Samet was able to apply her math and computation chops to her project in ecological informatics, which focused on developing a process for collecting data citation metrics – which, unlike literature citations, is currently a bit of a wild west. Her work will contribute to the open science effort to enable researchers to get proper credit for the datasets they make accessible to other researchers.
Samet says the fellowship opened her eyes to how relevant her skills are to the sciences and has given her a foot in the door for a science-oriented career, if she ends up going that route. She also now knows how important it is to her to choose a path that intersects with her passions.
“The fellowship changed my vision in that [an emotional connection to my work] is now something I will also consider in future job opportunities,” she said.
Like Samet, Sarah Erickson came to the fellowship post college and pre-graduate school, but her pathway in was quite different. She had been doing science communications, interning for WorldFish in Malaysia and, before that, at the Australian Research Council’s Center of Excellence for Coral Reef Studies. What drove her to the fellowship was a desire for better data literacy.
“As I tapped my way into academia and what a PhD or Master’s might look like, everyone was telling me that I was going to have to learn quantitative methods and analysis, and it was a big realization that I would need to learn R or Python,” said Erickson, who was in the same fellowship cohort as Beltz and Samet.
She was hesitant at first to apply to the fellowship, since her work behind the computer thus far had little to do with numbers and data points. But she decided to take on the challenge because of her interest in data visualizations and a desire to one day be comfortable working with other people’s data, in addition to her own.
“I want to be able to work with scientists from a new perspective and be able to help them turn their data into something that is more than a piece of writing,” said Erickson.

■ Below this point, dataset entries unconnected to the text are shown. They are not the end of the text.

PR #13914, opened 2018-09-25
5: react-window for inbox

chrisnojima:
Switches to react-window for inbox

### DIFF
--- a/shared/chat/inbox/index.desktop.js
+++ b/shared/chat/inbox/index.desktop.js
@@ -33,12 +33,6 @@ class Inbox extends PureComponent<Props, State> {
       listRowsResized = true
     }
 
-    // divider size changed
-    // if (prevProps.showSmallTeamsExpandDivider !== this.props.showSmallTeamsExpandDivider) {
-    // // just reset all sizes, this should be rare
-    // listRowsResized = true
-    // }
-
     // filter / not filter
     if (!!prevProps.filter !== !!this.props.filter) {
       listRowsResized = true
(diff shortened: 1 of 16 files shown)


chrisnojima:

shared/chat/inbox/index.desktop.js
```diff
@@ -24,15 +25,27 @@ class Inbox extends PureComponent<Props, State> {
...
+    let listRowsResized = false
     if (prevProps.smallTeamsExpanded !== this.props.smallTeamsExpanded) {
-      setTimeout(() => {
-        this._updateShowFloating()
-      }, 500)
+      listRowsResized = true
+    }
+
+    // divider size changed
+    // if (prevProps.showSmallTeamsExpandDivider !== this.props.showSmallTeamsExpandDivider) {
```
buoyad: 🔥

shared/chat/inbox/index.desktop.js
```diff
@@ -150,15 +147,22 @@ class Inbox extends PureComponent<Props, State> {
...
+                <VariableSizeList
+                  height={height}
+                  width={width}
+                  ref={this._setRef}
+                  onItemsRendered={this._onItemsRendered}
+                  itemCount={this.props.rows.length}
+                  itemSize={this._itemSizeGetter}
+                  estimatedItemSize={56}
+                >
+                  {({index, style}) => this._itemRenderer(index, style)}
```
MarcoPolo: I wonder if it would be even faster if we used PureComponent here. Probably a bit of work to move the itemRenderer out.

chrisnojima: No time is spent here basically

PR #13916, opened 2018-09-25
Enforce 8 character minimum on *new* and *updated* passphrases.

heronhaye:
Not too much work...old 6-char passwords still work fine in both terminal and GUI.

Password strength meters are generally useless in my experience or at worst, mislead users into thinking weak passwords are strong: https://nakedsecurity.sophos.com/2015/03/02/why-you-cant-trust-password-strength-meters/.

Passphrase generation as Thomas suggested might be cool in the GUI. There is the risk of users mixing up paperkeys and passphrases, but if the new signup flow in the GUI doesn't include paperkeys then I think we should add it (in another ticket).

### DIFF
--- a/go/engine/signup_test.go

For her fellowship project, Erickson was able to apply her science communication skills to develop educational modules and materials that teach undergraduate students how to use data repositories, a skill that is not typically taught at the college level.
The fellowship made Erickson feel well prepared and more marketable for her next step. She is looking to get more research and R experience and eventually apply to graduate school, likely in a program focused on the marine social sciences.

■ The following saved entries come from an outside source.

PR #13917, opened 2018-09-25
min term width

heronhaye:
while I figure out how to run kbfs docker tests...this should fix master.

### DIFF
--- a/go/minterm/minterm.go
+++ b/go/minterm/minterm.go
@@ -79,7 +79,7 @@ func (m *MinTerm) getNewTerminal(prompt string) (*terminal.Terminal, error) {
 	term := terminal.NewTerminal(m.getReadWriter(), prompt)
 	a, b := m.Size()
 	if a < 80 {
-		a, b = 80, 24
+		a = 80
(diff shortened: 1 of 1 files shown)


go/minterm/minterm.go
```diff
@@ -78,6 +78,9 @@ func (m *MinTerm) fdIn() int { return int(m.termIn.Fd()) }
 func (m *MinTerm) getNewTerminal(prompt string) (*terminal.Terminal, error) {
 	term := terminal.NewTerminal(m.getReadWriter(), prompt)
 	a, b := m.Size()
+	if a < 80 {
+		a, b = 80, 24
+	}
```
zapu: is there a reason not to do height independently?

heronhaye: I was thinking someone could realistically have a short terminal, say in a tiling wm.

zapu: height probably doesn't matter anyway, but we likely aren't calculating the right thing here for example when someone resizes their terminal to 70x60 for some reason

PR #13920, opened 2018-09-25
fix bug where FilePreviewLoaded overrides loaded into pending

songgao:
Otherwise opening widget would override some `FolderPathItem` into pending sometimes, and we'd show placeholders in the Files tab.

### DIFF
--- a/shared/reducers/fs.js
+++ b/shared/reducers/fs.js
@@ -7,6 +7,19 @@ import * as Types from '../constants/types/fs'
 
 const initialState = Constants.makeState()
 
+const coalesceFolderUpdate = (
+  original: Types.FolderPathItem,
+  updated: Types.FolderPathItem
+): Types.FolderPathItem =>
+  // We don't want to override a loaded folder into pending, because otherwise
+  // next time user goes into that folder we'd show placeholders. We also don't
+  // want to simply use the original PathItem, since it's possible some
+  // metadata has updated. So use the new item, but reuse children and
+  // progress.
+  original.progress === 'loaded' && updated.progress === 'pending'
+    ? updated.withMutations(u => u.set('children', original.children).set('progress', 'loaded'))
+    : updated
+
 export default function(state: Types.State = initialState, action: FsGen.Actions) {
   switch (action.type) {
     case FsGen.resetStore:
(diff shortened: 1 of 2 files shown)


shared/reducers/fs.js
```diff
@@ -7,14 +7,31 @@ import * as Types from '../constants/types/fs'
...
+  original: Types.FolderPathItem,
+  updated: Types.FolderPathItem
+): Types.FolderPathItem =>
+  // We don't want to override a loaded folder into pending, because otherwise
+  // next time user goes into that folder we'd show placeholders. We also don't
+  // want to simply use the original PathItem, since it's possible some
+  // metadata has updated. So use the new item, but reuse children and
+  // progress.
+  original.progress === 'loaded' && updated.progress === 'pending'
+    ? updated.withMutations(u => u.set('children', original.children).set('progress', 'loaded'))
```
jzila: please put these `.set` calls on separate lines.

shared/reducers/fs.js
```diff
@@ -7,14 +7,31 @@ import * as Types from '../constants/types/fs'
...
   switch (action.type) {
     case FsGen.resetStore:
       return initialState
     case FsGen.filePreviewLoaded:
       return state.updateIn(['pathItems', action.payload.path], (original: Types.PathItem) => {
         const {meta} = action.payload
-        if (!original || original.type !== 'file' || meta.type !== 'file') {
+        if (original.type === 'folder' && meta.type === 'folder') {
+          const c = coalesceFolderUpdate(original, meta)
+          console.log({songgao: 'coalesce', original, meta, c})
```
jzila: :fire:

shared/reducers/fs.js
```diff
@@ -7,14 +7,31 @@ import * as Types from '../constants/types/fs'
...
+
 export default function(state: Types.State = initialState, action: FsGen.Actions) {
   switch (action.type) {
     case FsGen.resetStore:
       return initialState
     case FsGen.filePreviewLoaded:
       return state.updateIn(['pathItems', action.payload.path], (original: Types.PathItem) => {
         const {meta} = action.payload
-        if (!original || original.type !== 'file' || meta.type !== 'file') {
+        if (original.type === 'folder' && meta.type === 'folder') {
```
jzila: What about when the meta type is `unknown`?

shared/reducers/fs.js
songgao: Hmm no matter what I try, my linter keeps merging them back into single line. I guess linter doesn't do that when the line is too short?

jzila: Your linter is too aggressive. Can you make it not rewrite the files?

PR #13929, opened 2018-09-26
Use a new selectableText prop to allow text highlighting only on the transaction details page

cjb:
@keybase/react-hackers 

We previously tried to stop clicks on a transaction row going through to the transaction details page if they were on a selectable area, but having areas that are only sometimes "real" clicks is too tricky.  Instead, always have the text unselectable on the transaction row, but always selectable on the transaction-details view.

Also, initialize timestamps to null rather than 0, since 0 is a valid epoch timestamp.


shared/wallets/transaction/index.js
```diff
@@ -252,16 +249,12 @@ export const TimestampLine = (props: TimestampLineProps) => {
     )
   }
   if (!props.timestamp) {
-    return (
-      <Text type="BodySmall">
-        {props.relative ? 'Pending' : "The Stellar network hasn't confirmed your transaction."}
```
zanderz: what was the relative/pending thing?

cjb: Holdover from before we switched the timestamp format to be the same as Chat -- after doing that we can just use the same text on both screens.

PR #13936, opened 2018-09-26
Workaround box2 injecting too many gaps and disable chat to send form on mobile

buoyad:
`Box2` was injecting a gap after `WalletsIcon`, which has a wrapper that renders nothing if we shouldn't see it. I worked around it by manually adding the gaps where they're needed. I also disabled navigating to the send form on mobile as no work has been done there. r? @keybase/react-hackers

As she moves forward, Erickson says a big takeaway from the fellowship for her is the purpose-driven team spirit she experienced, even despite the fact that COVID forced this cohort-oriented experience to go virtual.
“One thing I am actively thinking about is continuing the legacy of the lessons in team values that I picked up on,” said Erickson. “I feel really lucky to have tapped into this world.”
This latest cohort of data science fellows was funded primarily by the NSF Polar Program through the Arctic Data Center with additional funding from the Long Term Ecological Research (LTER) program.